Gap end 18 is higher than gap end 16 in one embodiment and as illustrated in FIG. 1. Of course, the gaps ends 16, 18 could be at the same height in one embodiment or gap end 16 could be higher than gap end 18. Gap ends or ends 16 and 18 may be referred, respectively, as first gap 16 and second gap end 18.

In one embodiment, and as illustrated in most clearly in FIG. 2, the first gap end 16 is in a first horizontal plane 35 at a level defined by the level of the second end 19 of the first track portion 12a. Similarly, the second gap end 18 is, in one embodiment, in a second horizontal plane 37 at a level defined by the level of the first end 25 of the second track portion 12b.

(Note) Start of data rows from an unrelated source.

Issue #12569, opened 2023-01-13
Uncaught Shiny error breaks RStudio's "Run in Window" feature


cpsievert:
Initially reported in https://github.com/rstudio/shiny/issues/3761

### System details

    RStudio Edition :    Desktop
    RStudio Version :   2022.12.0+353
    OS Version      :      Mac OS 13.1
    R Version       :        4.2.2

### Steps to reproduce the problem

Save the following Shiny app to disk. Then click the "Run App" button with "Run in Window" checked. When the app opens, click the "Boom" button. After the app crashes, click "Run App" again (to run the app again RStudio's Window browser). This time, the app's UI doesn't appear (and the JS console gives an error of `desktop_allow_navigation: Error invoking remote method 'desktop_allow_navigation': TypeError: Object has been destroyed`).

```r
library(shiny)

ui <- fluidPage(
  actionButton("boom", "Boom")
)

server <- function(input, output) {
  observeEvent(input$boom, {
    stop("boom")
  })
}

shinyApp(ui, server)

```  

### Describe the behavior you expected

I'd expect to be able to repeatedly run the Shiny app in RStudio's window (and click the "Boom" button to generate an uncaught error)

sharon-wang:
This hasn't been triaged, but seems to have the same root issue as #12468. PR https://github.com/rstudio/rstudio/pull/12686 should resolve this bug.

sharon-wang:
Here's a demo of the error reproduction and fix from #12686. `control+C` is used to exit the R session before re-running the app.

### Reproduction (https://dailies.rstudio.com/version/2023.03.0-daily+293/)
https://user-images.githubusercontent.com/25834218/218549918-578cb714-96b2-4b8c-a2e6-92b62d14fc4a.mov

### Behaviour after Fix from #12686
https://user-images.githubusercontent.com/25834218/218550175-94bc8f63-1f2b-4566-b8cc-16f05cf58433.mov

jonvanausdeln:
Tested on 2023.03.0-daily+316  Desktop
Windows11 and MacOS 12.4

As described, I'm able to run the app after initial run, but only after interrupting the R session (via ctrl-c or stop button). Not sure of the uncaught error should interrupt the R session by itself.

jonvanausdeln:
After some thought and discussion, I'm closing this as the initial repro is fixed.  If the viewer closing after the error is a problem, that can be opened in another issue.

Issue #12468, opened 2022-12-20
Data viewer's "Show in new window" results in empty window


uhkeller:
### System details

    RStudio Edition : Desktop
    RStudio Version : 2022.12.0+353 and  2023.03.0-daily+31
    OS Version      : macOS 12.6.2 (arm64)
    R Version       : 4.2.2 (arm64)

### Steps to reproduce the problem

1. Open RStudio.
2. Type `View(iris)`.
3. In the data viewer pane, click the "Show in new window" button.
4. In the pop-up window showing the data, click the "Return to main window" button.
5. In the data viewer pane, click the "Show in new window" button again. The window comes up empty.

https://user-images.githubusercontent.com/2323704/208664505-fce4aade-351a-416e-aa38-d9cfd24468b2.mov

### Describe the problem in detail

All but the first clicks on "Show in new window" in the data viewer pane result in an empty window.

### Describe the behavior you expected

I expected the window to no be empty, but to show the data (like it does the first time the button is clicked).

- [x] I have read the guide for [submitting good bug reports](https://github.com/rstudio/rstudio/wiki/Writing-Good-Bug-Reports).
- [x] I have installed the latest version of RStudio, and confirmed that the issue still persists.
- [ ] If I am reporting an RStudio crash, I have included a [diagnostics report](https://support.rstudio.com/hc/en-us/articles/200321257-Running-a-Diagnostics-Report).
- [x] I have done my best to include a minimal, self-contained set of instructions for consistently reproducing the issue.

ronblum:
@uhkeller Thank you for raising this! I can reproduce this in RStudio Desktop 2022.12.0+353 on MacOS 13.2 and Ubuntu 22.04. It works in version 2022.07.2+576

Triage: Marking for Cherry Blossom as a regression.

johninpdx:
Also occurs under Windows 10. Same steps as per @uhkeller to reproduce.

kalcan83:
I'm having the same issue on RStudio 2022.12.0+353 "Elsbeth Geranium" Release (7d165dcfc1b6d300eb247738db2c7076234f6ef0, 2022-12-03) for Windows
Mozilla/5.0 (Windows NT 10.0; Win64; x64) AppleWebKit/537.36 (KHTML, like Gecko) RStudio/2022.12.0+353 Chrome/102.0.5005.167 Electron/19.1.3 Safari/537.36

nicholascarey:
[...]

PR #12686, opened 2023-02-09
Fix blank satellite window for data viewer and shiny apps

sharon-wang:
### Intent

Addresses #12468 and #12569.

Catches the error causing the gwt callback to fail partway through opening up data viewer files and shiny apps in a satellite window.

### Approach

The underlying issue appears to be that some satellite windows are not unregistered once they are returned to the main window. As a result, when we iterate through the list of owners to find the `GwtWindow` that sent the "Open in new window" event, we hit some objects that have been destroyed (`TypeError: Object has been destroyed`), but not removed from the list of owners. Since the gwt callback errors out, we don't end up populating the window with the data being popped out from the main window.

This PR is stopgap fix to catch the error and continue iterating through the loop to find the correct owner. The data is then displayed successfully. In the future, we should ensure that satellite windows returned to the main window or satellite windows otherwise dismissed (not via the "Close" X button) are unregistered accordingly. Maybe there's a particular reason why those windows are not unregistered?

<details>
    <summary>Some relevant code areas:</summary>

- anything involving `desktop_allow_navigation`
- failure occurs during:
https://github.com/rstudio/rstudio/blob/497e47f994af46050b825d9351dec1b956e9fd6b/src/node/desktop/src/renderer/desktop-bridge.ts#L557
- error `TypeError: Object has been destroyed` is thrown here
https://github.com/rstudio/rstudio/blob/497e47f994af46050b825d9351dec1b956e9fd6b/src/node/desktop/src/main/gwt-callback.ts#L987
- https://github.com/rstudio/rstudio/blob/main/src/node/desktop/src/main/satellite-window.ts
</details>

### Automated Tests

Once we determine when owners should be unregistered, we can write some tests to check the different cases where owners are unregistered, such as when a satellite window is returned to the main window.

### QA Notes

- Please test with repro steps in #12468 and #12569
- Text files such as `.qmd`, `.js`, etc should be unaffected by this change
- For shiny apps, ensure "Run in Window" is selected before clicking "Run App"

### Documentation
N/A

### Checklist

### DIFF
--- a/NEWS.md
+++ b/NEWS.md
@@ -37,6 +37,8 @@
 - Fixed setting rsession log level using command-line argument or logging.conf #12557
 - Fixed issue that allowed users to overwrite their home directory in server mode #12653
 - Fixed "Check for updates" incorrectly reports that there are no updates (rstudio-pro #3388)
+- Fixed data viewer's "Show in new window" results in empty window #12468
+- Fixed uncaught Shiny error breaks RStudio's "Run in Window" feature #12569
 
 ### Accessibility Improvements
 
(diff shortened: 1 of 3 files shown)


melissa-barca (approved):
LGTM!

The first horizontal plane 35 is different than the second horizontal plane 37 in one embodiment and can be either above or below the second horizontal plane 37. In addition, the first gap end 16 is in a first vertical plane 36 and the second gap end 18 is in a second vertical plane 38. In one embodiment, the first vertical plane 36 is different than the second vertical plane 38 and the carriage assembly 20 translates the toy vehicle from the first vertical plane 36 to the second vertical plane 38, or vice versa. In one embodiment, the carriage assembly 20 rotates as it translates the toy vehicle from the first vertical plane 36 to the second vertical plane 38. In one embodiment, the carriage assembly 20 rotates through more than 360 degrees as it translates the toy vehicle from the first vertical plane 36 to the second vertical plane 38. In one embodiment, the carriage assembly 20 rotates through 540 degrees as it translates the toy vehicle from the first vertical plane 36 to the second vertical plane 38.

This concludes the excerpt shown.